There remain some question marks over this theory: industry insiders suggest that the potential financial gain from elongated taxiing periods would be so minimal as to render it an unlikely motivation. Rather, pilots may simply have lost the pay-induced drive to prioritise runway efficiency, inspiring a more leisurely approach to taxiing.
When approached for comment, Cathay Pacific gave a tight-lipped and rather opaque response:
“Cathay Pacific works closely with airport authorities in Hong Kong and markets that we operate. We take any feedback from our discussions seriously. Safety is always our top priority. We pride ourselves on our high levels of proficiency and operational standards.”Cathay Pacific Spokesperson
Regardless of the pilots’ precise motivations, the moral of this story seems pretty clear overall, especially when we read it in conjunction with a number of similar stories from across the world where strikes, marches, and even rioting over pitiful pay packets are becoming an everyday occurrence:
You have to pay people properly, and you have to increase their pay in line with inflation.
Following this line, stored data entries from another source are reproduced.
PR #568, opened 2022-11-16
Fixing constraints statement for multi-model

nv-braf:
Noticed a bug in the constraints message in our result summary for multi-model runs:
image

Root caused an fixed it:
image

I've also added unit testing to ensure this doesn't break in the future and checked that single model is still printing as intended (just the constraint w/o the test name)

### DIFF
--- a/model_analyzer/reports/report_manager.py
+++ b/model_analyzer/reports/report_manager.py
@@ -439,7 +439,7 @@ class ReportManager:
 
     def _create_multi_model_constraint_string(self, report_key: str,
                                               constraint_strs: str) -> str:
-        constraint_str = None
+        constraint_str = ""
         for model_name in report_key.split(','):
             if model_name in constraint_strs:
                 if constraint_str:
@@ -447,11 +447,8 @@ class ReportManager:
                     for i in range(len("Constraint targets: ")):
                         constraint_str += "&ensp;"
 
-                    constraint_str += "<strong>" + model_name + "</strong>: " + constraint_strs[
-                        model_name]
-                else:
-                    constraint_str = "<strong>" + model_name + "</strong>: " + constraint_strs[
-                        model_name]
+                constraint_str += "<strong>" + model_name + "</strong>: " + constraint_strs[
+                    model_name]
 
         return constraint_str
 
--- a/model_analyzer/reports/report_manager.py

If you don’t, people will notice their quality of life dropping while their workload increases or – at best- remains the same. That’s not a deal most people are willing to make for long.
This is only made truer by the fact that airline profits are now soaring after a post-COVID bump. When employees felt that their employers were suffering alongside them, as was the case during the pandemic, they’re a lot more likely to be lenient. As soon as shareholders’ pockets are bulging, that tide will inevitably turn.
If Cathay Pacific follows in the footsteps of Emirates and uses their profits to motivate and reward staff, then I’ve no doubt their planes will be taxiing in no time. If not, then they may have to prepare for taxiing not just slowing, but grinding to a halt.